PR #595, opened 2020-07-30
Fix invalid constraints and disable Unified Plan in safari 12.0

kaaaren:
**Issue #:** 
This is fix the issue that user is unable to enable video in iPad Safari 12.1 version. 
The first `failed to get audio device for constraints { __SDK_CONSTRAINTS__ } Invalid constraint` is due to the WebKit bug: https://bugs.webkit.org/show_bug.cgi?id=187933

The second error `AttachMediaInputTask error: Attempted to assign to readonly property.` is caused by that unified plan is not supported in Safari 12, according to https://webkit.org/blog/8672/on-the-road-to-webrtc-1-0-including-vp8/, SDP Unified Plan is turned off by default in iOS 12.2.

**Description of changes:**
Fix invalid constraints and disable Unified Plan in safari 12.0

**Testing**

Yes
Tested iPad 12.1.4 (Safari 12.0.0) and MacOS 12.0.0 using SauceLabs:
1. Verified in ios safari 12.0.0, that there is no `Invalid constraint` error and plan-b is used. User is able to turn on video and browser doesn't crash and no error is found.
2. Verified in macOS safari 12.0.0, that there is no `Invalid constraint` error and plan-b is used. But no camera is available for the destop device with saucelab


test/browserbehavior/DefaultBrowserBehavior.test.ts
```diff
@@ -122,41 +127,30 @@ describe('DefaultBrowserBehavior', () => {
...
-      expect(
-        new DefaultBrowserBehavior({
-          enableUnifiedPlanForChromiumBasedBrowsers: !enableUnifiedPlan,
-        }).requiresUnifiedPlan()
-      ).to.eq(true);
-      expect(
-        new DefaultBrowserBehavior({
-          enableUnifiedPlanForChromiumBasedBrowsers: !enableUnifiedPlan,
-        }).requiresUnifiedPlanMunging()
-      ).to.eq(true);
```
kaaaren, line 145: Unit test for requiresUnifiedPlan() is removed here as `RTCRtpTransceiver.prototype.hasOwnProperty('currentDirection');` will always be false here

src/browserbehavior/DefaultBrowserBehavior.ts
```diff
@@ -188,4 +192,9 @@ export default class DefaultBrowserBehavior implements BrowserBehavior {
   private isPixel3(): boolean {
     return /( pixel 3)/i.test(navigator.userAgent);
   }
+
+  private isUnifiedPlanSupported(): boolean {
+    const res = RTCRtpTransceiver.prototype.hasOwnProperty('currentDirection');
```
anuranduttaroy, line 197: Can we have just
```
return RTCRtpTransceiver.prototype.hasOwnProperty('currentDirection');
```

src/devicecontroller/DefaultDeviceController.ts
```diff
@@ -555,6 +555,10 @@ export default class DefaultDeviceController implements DeviceControllerBasedMed
           return (deviceMediaTrackConstraints.deviceId as ConstrainDOMStringParameters)
             .exact as string;
         }
+      } else {
```
ltrung, line 558: Do we need to do the same in getActiveDeviceId?

src/browserbehavior/DefaultBrowserBehavior.ts
```diff
@@ -117,6 +117,10 @@ export default class DefaultBrowserBehavior implements BrowserBehavior {
     return this.isSafari();
   }
 
+  requiresNoExactMediaStreamConstraints(): boolean {
+    return this.isIOSSafari() && (this.version() === '12.0.0' || this.version() === '12.1.0');
```
ltrung, line 121: Is this only for iOS Safari or can it be for desktop Safari?
Also is this for any 12.0+ and 12.1+ or just 12.0.0 and 12.1.0?

src/devicecontroller/DefaultDeviceController.ts
```diff
@@ -555,6 +555,10 @@ export default class DefaultDeviceController implements DeviceControllerBasedMed
           return (deviceMediaTrackConstraints.deviceId as ConstrainDOMStringParameters)
```
simmkyu, line 555: https://github.com/aws/amazon-chime-sdk-js/blob/03a195883a5bd306bdbd1e87126e4070dc7bdc4e/src/devicecontroller/DefaultDeviceController.ts#L550

This line will fail if `deviceId` is a string because it's trying to access `exact` on the `string`.  Please test `this.getDeviceIdStr` with different types of inputs.

```
if (typeof deviceMediaTrackConstraints.deviceId === 'string') {
  return deviceMediaTrackConstraints.deviceId;
} else if ('exact' in deviceMediaTrackConstraints.deviceId) {
  return deviceMediaTrackConstraints.deviceId.exact;
}
```

src/devicecontroller/DefaultDeviceController.ts
```diff
@@ -555,6 +555,10 @@ export default class DefaultDeviceController implements DeviceControllerBasedMed
...
             .exact as string;
         }
+      } else {
+        if (deviceMediaTrackConstraints.deviceId as string) {
```
simmkyu, line 559: I understand you followed the pattern in this function. If I'm not missing TypeScript features, using `as` in `if` doesn't have any effect. @RidipDe 

[Click here to try in the TS playgrond](https://www.typescriptlang.org/play/?target=5&ssl=1&ssc=1&pln=7&pc=2#code/JYMwBAFA5FYIYGcwIC4CdgDsDmBKMA3gFBilgDGA9pgpQDYCmAdHZdtAHKUphoNzkAFgwAmUXAG4iAXyJFQkFAE8ADg0rgYYALy6wUVBhzjCJMlRr1mrdlAAqg4EifwKlNH3I8A7nCXiZIA):
```
if ('' as string) {
    console.log('Not reached');
}

if (typeof '' === 'string') {
    console.log('This is a correct way')
}
```

src/browserbehavior/DefaultBrowserBehavior.ts
```diff
@@ -67,7 +67,7 @@ export default class DefaultBrowserBehavior implements BrowserBehavior {
   }
 
   requiresUnifiedPlan(): boolean {
-    let shouldEnable = this.isSafari() || this.isFirefox();
+    let shouldEnable = (this.isSafari() && this.isUnifiedPlanSupported()) || this.isFirefox();
```
XHatan, line 70: it's safer to check isUnifiedPlanSupported for all browsers and not just for safari.

src/devicecontroller/DefaultDeviceController.ts
simmkyu: @kaaaren I'm looking into two methods `getDeviceIdStr` and `getActiveDeviceId` now and will share you with some suggestions today.

simmkyu: The custom type ```Device``` can be `string | MediaTrackConstraints | MediaStream | null`. In case the `device` argument is `MediaTrackConstraints`, `device.deviceId` can be:
|Type|Handled by SDK?|
|--|--|
| a string | ✅ Added and handled by this PR |
| a string array | |
| an object with a string `exact` | ✅ |
| an object with a string array `exact` | |
| an object with a string `ideal` | |
| an object with a string array `ideal` | |

We are missing 4 other cases. In this PR, let's handle your string change. I'll create an issue for this.

```
private getDeviceIdStr(device: Device): string | null {
  if (device === null) {
    return null;
  } else if (typeof device === 'string') {
    return device;
  } else if ((device as MediaStream).id) {
    return (device as MediaStream).id;
  }

  const constraints: MediaTrackConstraints = device as MediaTrackConstraints;
  if (!constraints.deviceId) {
    return '';
  } else if (typeof constraints.deviceId === 'string') {
    return constraints.deviceId;
  }

  const deviceIdConstraint: ConstrainDOMStringParameters = constraints.deviceId as ConstrainDOMStringParameters;
  if (typeof deviceIdConstraint.exact === 'string') {
    return deviceIdConstraint.exact;
  }

  return '';
}
```


Need to update  `getActiveDeviceId` too

```
private getActiveDeviceId(kind: string): string | null {
  /* istanbul ignore else */
  if (this.activeDevices[kind] && this.activeDevices[kind].constraints) {
    const activeDeviceMediaTrackConstraints =
      this.activeDevices[kind].constraints.audio || this.activeDevices[kind].constraints.video;
    const activeDeviceConstrainDOMStringParameters = (activeDeviceMediaTrackConstraints as MediaTrackConstraints)
      .deviceId;

    let activeDeviceId: string;
    if (typeof activeDeviceConstrainDOMStringParameters === 'string') {
      activeDeviceId = activeDeviceConstrainDOMStringParameters as string;
    } else {
      activeDeviceId = (activeDeviceConstrainDOMStringParameters as ConstrainDOMStringParameters).exact as string;
    }

    return activeDeviceId;
  }
  /* istanbul ignore next */
  return null;
}
```

ltrung: Nice job Kyu. Very through comment 👍

src/browserbehavior/DefaultBrowserBehavior.ts
kaaaren: Yep, will update

src/browserbehavior/DefaultBrowserBehavior.ts
kaaaren: Yeah, I tested with macOS safari 12.0 and it has a exact for deviceId.

src/devicecontroller/DefaultDeviceController.ts
kaaaren: Good catch, and I see Kyu's comments below, I'll update accodingly

src/browserbehavior/DefaultBrowserBehavior.ts
kaaaren: Will add the check there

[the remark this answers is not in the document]
kaaaren: Ok, will do

src/devicecontroller/DefaultDeviceController.ts
kaaaren: Thanks for the detailed explanation!! Will update

RidipDe: Yeah while writing this snippet we took into consideration only the constrains types being used in our DefaultDeviceController in our SDK like the string, null and the one with the exact keyword. 
We use them in the proposed constraints for the parameter in getUserMedia()

src/devicecontroller/DefaultDeviceController.ts
RidipDe: I read about union type in typescript here: https://www.typescriptlang.org/docs/handbook/advanced-types.html
and implemented accordingly. Its not just checking the type in the above implementation. Union types are useful for modeling situations when values can overlap in the types they can take on.

deviceMediaTrackConstraints.deviceId can be either
``` string | string[] | ConstrainDOMStringParameters```

The scenario already handled is if deviceMediaTrackConstraints.deviceId  is referred as ConstrainDOMStringParameters then get the string `exact` attribute. 

We have just handled this condition as of now because in our SDK, we are currently assigning the device id as a `string` as an `exact` property in this line https://github.com/aws/amazon-chime-sdk-js/blob/master/src/devicecontroller/DefaultDeviceController.ts#L731

We cannot do 
```
if (typeof deviceMediaTrackConstraints.deviceId === ConstrainDOMStringParameters)

as 'ConstrainDOMStringParameters' only refers to a type and not value
```

As per need we need to keep adding the checks
example against a string and string[] and ideal
For checking if its type of 'string' or not we need to use this
```
if (typeof ' ' === 'string') {
    console.log('This is a correct way')
}
```


If we want the `ideal` string property of the device, we need to add
```
      /* istanbul ignore else */
      if ((deviceMediaTrackConstraints.deviceId as ConstrainDOMStringParameters).ideal) {
        /* istanbul ignore else */
        if (
          (deviceMediaTrackConstraints.deviceId as ConstrainDOMStringParameters).ideal as string
        ) {
          return (deviceMediaTrackConstraints.deviceId as ConstrainDOMStringParameters)
            .ideal as string;
        }
      }
```

Similarly, as per the need, we need to handle string[] for properties `exact` and `ideal`

Comment (simmkyu) [reply src/devicecontroller/DefaultDeviceController.ts:559]: > If we want the ideal string property of the device, we need to add

You might be confused of the type conversion (`as string`) vs. the type check. Assume that `deviceId` is a string array. The following code will still return a string array.

```
/* istanbul ignore else */
if ((deviceMediaTrackConstraints.deviceId as ConstrainDOMStringParameters).ideal) {
  /* istanbul ignore else */
  if (
    (deviceMediaTrackConstraints.deviceId as ConstrainDOMStringParameters).ideal as string
  ) {
    return (deviceMediaTrackConstraints.deviceId as ConstrainDOMStringParameters)
      .ideal as string;
  }
}
```

The 2nd `if` statement doesn't check whether the condition is a string or not, but it will be `true` if the condition is a non-falsy item. i.e. It's no different from having only one `if` statement.

```
if ((deviceMediaTrackConstraints.deviceId as ConstrainDOMStringParameters).ideal) {
  return (deviceMediaTrackConstraints.deviceId as ConstrainDOMStringParameters)
    .ideal as string;
}
```

To check if the `ideal` type is a string, you can use `typeof`.
```
if (typeof (deviceMediaTrackConstraints.deviceId as ConstrainDOMStringParameters).ideal === 'string') {
  return (deviceMediaTrackConstraints.deviceId as ConstrainDOMStringParameters)
    .ideal as string;
}
```

File: test/dommock/DOMMockBuilder.ts [hunk 8]
```diff
@@ -736,6 +742,39 @@ export default class DOMMockBuilder {
       }
     };
 
+    const mockRTCRtpTransceiverWithCurrentDirection = class MockRTCRtpTransceiverWithCurrentDirection {
```
simmkyu, line 745: I don't think you need to create the full clone of `MockRTCRtpTransceiver` but how about just setting it once?

```
if (mockBehavior.isUnifiedPlanSupported) {
  MockRTCRtpTransceiver.prototype.currentDirection = 'sendrecv';
}
```

Note that `RTCRtpTransceiver.prototype.hasOwnProperty('currentDirection');` will be `true` only when you explicitly set the prototype like the above.

src/browserbehavior/DefaultBrowserBehavior.ts
simmkyu: @XHatan I think @kaaaren wrote the Safari Unified Plan checker based on this WebKit article:
https://webkit.org/blog/8672/on-the-road-to-webrtc-1-0-including-vp8/

We might need another Unified Plan checker for Chrome using `addTransceiver` but only if we plan to support lower versions: https://chromestatus.com/feature/4749621767176192

src/browserbehavior/DefaultBrowserBehavior.ts
```diff
@@ -188,4 +192,9 @@ export default class DefaultBrowserBehavior implements BrowserBehavior {
   private isPixel3(): boolean {
     return /( pixel 3)/i.test(navigator.userAgent);
   }
+
+  //To detect whether Safari uses Unified Plan
+  private usesUnifiedPlan(): boolean {
```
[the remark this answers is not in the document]
kaaaren: yep, updated

test/devicecontroller/DefaultDeviceController.test.ts
```diff
@@ -176,6 +176,14 @@ describe('DefaultDeviceController', () => {
   });
 
   describe('chooseAudioInputDevice', () => {
+    const IOS_SAFARI12_0_USERAGENT =
```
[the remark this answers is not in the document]
kaaaren: Thanks, updated to remove `setUserAgent` and use `DOMMockBehavior`

test/devicecontroller/DefaultDeviceController.test.ts
```diff
@@ -224,7 +232,10 @@ describe('DefaultDeviceController', () => {
 
     it('attaches the audio input stream to the audio context', async () => {
       deviceController.enableWebAudio(true);
-      let permission = await deviceController.chooseAudioInputDevice(stringDeviceId);
+      const device = {
```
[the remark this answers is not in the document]
kaaaren: Great catch, you are right it's not testing the code. I've reverted the change and added a new test case for string `deviceId`

test/devicecontroller/DefaultDeviceController.test.ts
```diff
@@ -302,6 +313,46 @@ describe('DefaultDeviceController', () => {
         done();
       });
     });
+
+    it('releases all previously-acquired audio streams with iOS 12', done => {
+      setUserAgent(IOS_SAFARI12_0_USERAGENT);
```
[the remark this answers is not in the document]
kaaaren: Gotcha, updated to use `DOMMockBehavior` and remove `setUserAgent`

test/browserbehavior/DefaultBrowserBehavior.test.ts
```diff
@@ -115,48 +124,76 @@ describe('DefaultBrowserBehavior', () => {
 
     it('can detect Safari', () => {
       setUserAgent(SAFARI_USERAGENT);
+      domMockBehavior = new DOMMockBehavior();
+      domMockBehavior.usesUnifiedPlan = true;
+      domMockBehavior.browserName = 'safari';
```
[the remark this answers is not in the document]
kaaaren: Gotcha, I updated to use either `setUserAgent` or `domMockBehavior` in DefaultDeviceController.test. But here using `setUserAgent` only won't work because we need to set `domMockBehavior.isUnifiedPlanSupported = false;` for safari 12 & 11 and ios safari 12.0 & 12.1 in domMockBehavior, so that we can turn off unified plan in DOMMockBuilder. So I use `DOMMockBehavior` instead here. 
Let me know if there is a cleaner way to do that :)

test/browserbehavior/DefaultBrowserBehavior.test.ts
```diff
@@ -115,48 +124,76 @@ describe('DefaultBrowserBehavior', () => {
...
       expect(new DefaultBrowserBehavior().requiresBundlePolicy()).to.eq('max-bundle');
+      domMockBehavior = new DOMMockBehavior();
+      domMockBehavior.usesUnifiedPlan = false;
+      domMockBehavior.browserName = 'safari';
+      mockBuilder = new DOMMockBuilder(domMockBehavior);
+      expect(new DefaultBrowserBehavior().requiresNoExactMediaStreamConstraints()).to.eq(false);
+      expect(new DefaultBrowserBehavior().requiresUnifiedPlan()).to.eq(false);
+      expect(new DefaultBrowserBehavior().requiresUnifiedPlanMunging()).to.eq(false);
+
+      setUserAgent(IOS_SAFARI12_0_USERAGENT);
```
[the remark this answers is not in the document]
kaaaren: Good call, I've put each safari version into it's own test block.

test/dommock/DOMMockBuilder.ts
kaaaren: Good point, updated.

test/browserbehavior/DefaultBrowserBehavior.test.ts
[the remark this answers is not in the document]
simmkyu: Using `DOMMockBehavior` makes sense here. I think we should keep replacing `setUserAgent` with `DOMMockBuilder` later.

-- -- --

* WORK REQUEST
A word-for-word copy of the entries, from the first line through the line containing "2. Verified in", is the whole answer.

* RESULT OF THIS EXERCISE
PR #595, opened 2020-07-30
Fix invalid constraints and disable Unified Plan in safari 12.0

kaaaren:
**Issue #:** 
This is fix the issue that user is unable to enable video in iPad Safari 12.1 version. 
The first `failed to get audio device for constraints { __SDK_CONSTRAINTS__ } Invalid constraint` is due to the WebKit bug: https://bugs.webkit.org/show_bug.cgi?id=187933

The second error `AttachMediaInputTask error: Attempted to assign to readonly property.` is caused by that unified plan is not supported in Safari 12, according to https://webkit.org/blog/8672/on-the-road-to-webrtc-1-0-including-vp8/, SDP Unified Plan is turned off by default in iOS 12.2.

**Description of changes:**
Fix invalid constraints and disable Unified Plan in safari 12.0

**Testing**

Yes
Tested iPad 12.1.4 (Safari 12.0.0) and MacOS 12.0.0 using SauceLabs:
1. Verified in ios safari 12.0.0, that there is no `Invalid constraint` error and plan-b is used. User is able to turn on video and browser doesn't crash and no error is found.
2. Verified in macOS safari 12.0.0, that there is no `Invalid constraint` error and plan-b is used. But no camera is available for the destop device with saucelab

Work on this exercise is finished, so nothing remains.